Novel treatments for metabolic disorder of the brain
Professor Anna Wedell has been awarded a research grant of SEK 26.4 million for a five-year project studying metabolic disorders of the brain. Metabolic disorders are caused by disruption to physiochemical processes, and because of the brains sensitivity to such problems, most metabolic disorders cause brain damage if not caught in time. Common symptoms are retarded development, epilepsy or acute states of crisis that can even lead to premature death. The diseases are potentially treatable, but detailed knowledge of the pathogenic mechanisms is needed before new therapies can be developed.

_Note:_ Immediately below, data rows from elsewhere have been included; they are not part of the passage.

PR #833, opened 2022-02-02
Add acceptance criteria for limits

### LINKED ISSUE #831: 0003-limits-aka-training-wheels.md needs acceptance criteria
As training wheels is on the critical path for 🤠 we need to have ACs added to the follwoing spec:

[Non-protocol spec](https://github.com/vegaprotocol/specs-internal/blob/master/non-protocol-specs/0003-limits-aka-training-wheels.md)

Other considerations that would be good when adding ACs:

- Adding spec CODES to the non-protocol specs (except LNL as that may move to /protocol)
- Updating scripts so we get coverage from protocol and non-protocol (if not there already)

edd:
Added Acceptance Criteria for how the testnet limits work

- Added 10 ACs
  - 2 relate to the core functionality (this feature intentionally put most of the work on to the smart contract) - they control when Assets and Markets can be created
  - 8 relate to smart contract functionality, which is already built

Slightly weird edge cases: this is the first 'non protocol' spec that we have deemed requires testing. I wrestled with moving it in to the protocol, and keeping it out of the protocol. I went with the latter. It means that the AC codes in *this* file are actually codes from *another* file, which is weird. But it does mean that the coverage metrics can track this, which is the goal for now, so that's why I went with this. 
 
Closes #831


edd:
This is no longer WIP. It's pretty uncontroversial. @cpuja84 could you check if you're happy with how I put Acceptance Criteria in a non protocol spec? It's a bit of a weird case - it's sort of the balance of "Should this just be a spec in core" and "should it stay in this other folder". I went with the latter option, but the two Core specific ACs fit nicely in to the existing Governance spec, and the smart contract tests are... well I don't know.

But see what you think

cpuja84:
@edd - I'm happy with the approach you have taken with ACs and they look great.
For Smart Contract Acceptance Criteria, may I suggest the choice of following ACs so that we atleast are able to track them. What are your thoughts ?

0003-limits-smartcontracts-0005
0003-limits-0005
0003-LATW-smartcontracts-0005
0003-LATW-0005

protocol/0028-GOVE-governance.md
```diff
@@ -363,9 +363,13 @@ APIs should also exist for clients to:
 
 
 ## Governance proposal types
+### New Asset proposals
+- [ ] New asset proposals cannot be created before [`governance.proposal.asset.createFrom`](../non-protocol-specs/0003-limits-aka-training-wheels.md) is in the past (<a name="0028-GOVE-025" href="#0028-GOVE-025">0028-GOVE-025</a>)
```
cpuja84: Can we fix the create form links in both places, its broken currently.

cpuja84 (changes requested):
Smart Contract tests are not numbered, rest everything looks good

protocol/0028-GOVE-governance.md
edd: Done

edd:
I've added Acceptance Criteria tags (0003-NP-LIMI-001 onwards) to the smart contract ACs. Thanks for taking the time to remind me what we had agreed.

protocol/0028-GOVE-governance.md
cpuja84: Link still returns 404

cpuja84 (approved):
All sorted, happy to approve and merge it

"So far we've discovered two completely new metabolic diseases, findings that have given us fundamentally new knowledge of brain metabolism," says Professor Wedell. "We'll now be bringing together four research teams, and giving them unique opportunities to conduct in-depth studies into new disease mechanisms in patients with brain-impacting metabolic disorders. The aim is to develop new therapies for this large group of patients."
The Karolinska CardioVascular Initiative (KCVI)
Professor Kenneth Chien at the Department of Cell and Molecular Biology is to receive a three-year grant of SEK 24.7 million for four research projects into the pathogenesis and treatment of cardiovascular disease.
Cardiovascular disease is the most common cause of death in the West and accounts for approximately 40 per cent of deaths in Sweden. The aims of the research include producing a "molecular encyclopaedia" of the structure of different human cardiac cells in order to chart the hereditary contributors to cardiovascular disease; and stepping up successful trials using synthetic mRNA on mice to trials using human subjects.
"In our research on mice, we've managed to get cardiac muscle cells to express a certain growth factor that makes the heart's stem cells produce new blood vessels so that the heart can heal itself after suffering an infarction," says Professor Chien. "We think that it's possible to use the heart as a factory for producing growth factors for a specific group of stem cells, which suggests that we can create new heart tissue without adding any new cells to the heart."
Discovering new forms of monogenic hyperlipidemias by whole genome sequencing in families with extreme metabolic phenotypes
Professor Bo Angelin at the Department of Medicine in Huddinge is to receive SEK 10.8 million for a two-year project identifying the mechanisms that determine why a predisposition for increased levels of blood lipids is hereditary. Raised levels of blood lipids (cholesterol and triglycerides) are associated with an increased risk of myocardial infarction, stroke and premature death. Such inherited diseases, where fifty per cent of the children born of affected parents inherit the disposition, are estimated to be present in two per cent of the population. In most cases, the cause is unknown at a molecular level, something that is necessary for optimal diagnosis and early treatment, not least for symptom-free children and adults.
"Inherited blood lipid disorders are a common reason why relatively young individuals suffer from cardiovascular disease," says Professor Bo Angelin. "The disease requires early discovery and treatment, and our research will improve diagnostic and therapeutic techniques for this important patient group. If we can identify new disease-related genetic mutations, we'll also be able to develop new drugs of benefit to larger patient groups with high cardiovascular risk."